Subclassing (which does involve overriding, as the term is generally used) is generally much preferable to "monkey-patching" (stuffing altered methods into existing classes or modules), even when the latter is available (built-in types, meaning ones implemented in C, can protect themselves against monkey-patching, and most of them do).
For example, if your functionality relies on monkey-patching, it will break and stop upgrades if at any time the class you're monkey patching gets upgraded to be implemented in C (for speed or specifically to defend against monkey patching). Maintainers of third party packages hate monkey-patching because it means they get bogus bug reports from hapless users who (unbeknownst to them) are in fact using a buggy monkey-patch which breaks the third party package, where the latter (unless broken monkey-wise) is flawless. You've already remarked on the possible performance hit.
Conceptually, a "matrix of numbers with uncertainty" is a different concept from a "matrix of numbers". Subclassing expresses this cleanly, monkey-patching tries to hide it. That's really the root of what's wrong with monkey-patching in general: a covert channel operating through global, hidden means, without clarity and transparency. All the many practical problems descend in a sense from this root conceptual problem.
I strongly urge you to reject monkey-patching in favor of clean solutions such as subclassing.
In general, it's perfectly acceptable to override methods that are ...

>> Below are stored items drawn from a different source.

PR #385, opened 2020-05-05
mk DR-721 add buttons to use filter panel to exclude values

mackenziekerwin:
See frames [Filter 1–Filter 1.9](https://projects.invisionapp.com/d/main#/projects/prototypes/19763083) in InVision.


mackenziekerwin:
new-stuff
Here's what the new changes look like. Each column in the filter panel has its own 'apply filters' button--which used to live at the bottom next to 'create snapshot'--as well as a 'reset filter' button.

src/components/dataset/query/sidebar/QueryViewSidebarItem.jsx
```diff
@@ -17,15 +27,28 @@ export class QueryViewSidebarItem extends React.PureComponent {
     token: PropTypes.string,
   };
 
-  handleChange = value => {
-    const { column, handleChange, tableName } = this.props;
+  componentDidUpdate(prevProps, prevState) {
```
fboulnois, line 40: Can you add some comments in the code on why these functions are necessary? At a high level I understand that by default the reset button is disabled, but when a filter is applied, this updates the filterMap which in turn updates the state of the reset button to enabled. Is this correct?

src/components/dataset/query/sidebar/QueryViewSidebarItem.jsx
```diff
@@ -39,37 +62,56 @@ export class QueryViewSidebarItem extends React.PureComponent {
...
-            tableName={tableName}
-            token={token}
-          />
-        );
-      default:
-        return <div />;
-    }
+    const { disableButton, filterMap } = this.state;
+    const item =
+      column.datatype === 'string' ? (
```
fboulnois: If I understand correctly, if the column returns strings, you get a filter where the rows are strings, otherwise if it's numeric you get a filter where the rows are selectable ranges?

fboulnois (commented):
This approach looks reasonable to me! A few questions and comments:

src/components/dataset/query/sidebar/QueryViewSidebarItem.jsx
mackenziekerwin: Yes, that's right! However, at the design meeting yesterday we decided to omit the reset button, so I will update this and add some comments.

src/components/dataset/query/sidebar/QueryViewSidebarItem.jsx
mackenziekerwin: Yes! The datatype of the column determines the type of input component used to filter the data. The user can select specific string values using checkboxes or entering them into a text box, whereas numeric values are filtered with a range slider.

mackenziekerwin:
exclude-values
New changes:
- Lists of filter values can be pasted
- Values are rendered under the text box in a list
- Toggle whether values are to be included/excluded

src/components/dataset/query/sidebar/filter/FreetextFilter.jsx
```diff
@@ -21,36 +36,88 @@ export class FreetextFilter extends React.PureComponent {
...
+    if (value.includes(',')) {
+      selections = value.split(',');
+    } else if (value.includes(' ')) {
+      selections = value.split(' ');
+    } else {
+      return;
+    }
+    const trimmed = _.map(selections, _.trim);
+    const nonEmpty = _.filter(trimmed, (t) => t !== '');
+    handleChange(nonEmpty);
```
snf2ye, line 52: I think this can be simplified a bit:  Using regex should return a trimmed array of strings split at " " and ",". Then you can just check if the length of the array is greater than 1: 
`const selections = value.split(/[ ,]+/)`

src/components/dataset/query/sidebar/QueryViewSidebarItem.jsx
```diff
@@ -17,60 +35,98 @@ export class QueryViewSidebarItem extends React.PureComponent {
...
       column,
       dataset,
-      filterData,
       filterStatement,
       joinStatement,
-      handleFilters,
       tableName,
       token,
     } = this.props;
-    switch (column.datatype) {
```
snf2ye, line 42: Is there a reason why you're not using the switch statement anymore? To me, the switch statement feels a bit easier to read.

snf2ye (commented):
Looks good to me, just a couple of thoughts! I haven't worked with lodash, so this was a good learning experience to read though! Thanks! 😄

src/components/dataset/query/sidebar/filter/FreetextFilter.jsx
mackenziekerwin: I like that a lot better. Thanks for the tip!!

Intentionally permit overrides
In a way they document (satisfying LSP won't hurt)
If both conditions are met, then overriding should be safe.
Depends on what you mean with "redefine". Obviously you can use your own version of it, no problem at all. Also you can redefine it by subclassing if it's a method.

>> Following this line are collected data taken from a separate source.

PR #491, opened 2020-06-04
DR-1056 asset dropdown

mackenziekerwin:
create-snapshot
The UI includes a dropdown to select an asset, which is necessary for snapshot creation. We had previously hardcoded the first asset in the schema to be used every time.

### DIFF
--- a/src/components/dataset/query/JadeDropdown.jsx
+++ b/src/components/dataset/query/JadeDropdown.jsx
@@ -14,13 +14,14 @@ const styles = () => ({
 export class JadeDropdown extends React.PureComponent {
   static propTypes = {
     classes: PropTypes.object,
+    name: PropTypes.string,
     onSelectedItem: PropTypes.func,
     options: PropTypes.array,
     value: PropTypes.string,
   };
 
   render() {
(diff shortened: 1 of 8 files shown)


RoriCremer (approved):

src/components/dataset/query/JadeDropdown.jsx
```diff
@@ -0,0 +1,51 @@
...
+    onSelectedItem: PropTypes.func,
+    options: PropTypes.array,
+    value: PropTypes.string,
+  };
+
+  render() {
+    const { classes, options, onSelectedItem, value, name } = this.props;
+
+    return (
+      <form autoComplete="off">
```
fboulnois, line 18: It's not clear to me what this is rendering. Could you comment on this?

fboulnois (approved):
lgtm, one question:

src/components/dataset/query/JadeDropdown.jsx
mackenziekerwin: It renders a dropdown component, like the "Select Asset" box in the gif. I added a comment to the render method!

You can also make a new method, and patch it into the class, a practice known as monkey_patching. Like so:
from amodule import aclass
def newfunction(self, param):
do_something()
aclass.oldfunction = newfunction
This will make all instances of aclass use your new function instead of the old one, including instances in any "fourth-party" modules. This works and is highly useful, but it's regarded as very ugly and a last resort option. This is because there is nothing in the aclass code to suggest that you have overridden the method, so it's hard to debug. And even worse it gets when two modules monkeypatch the same thing. Then you really get confused.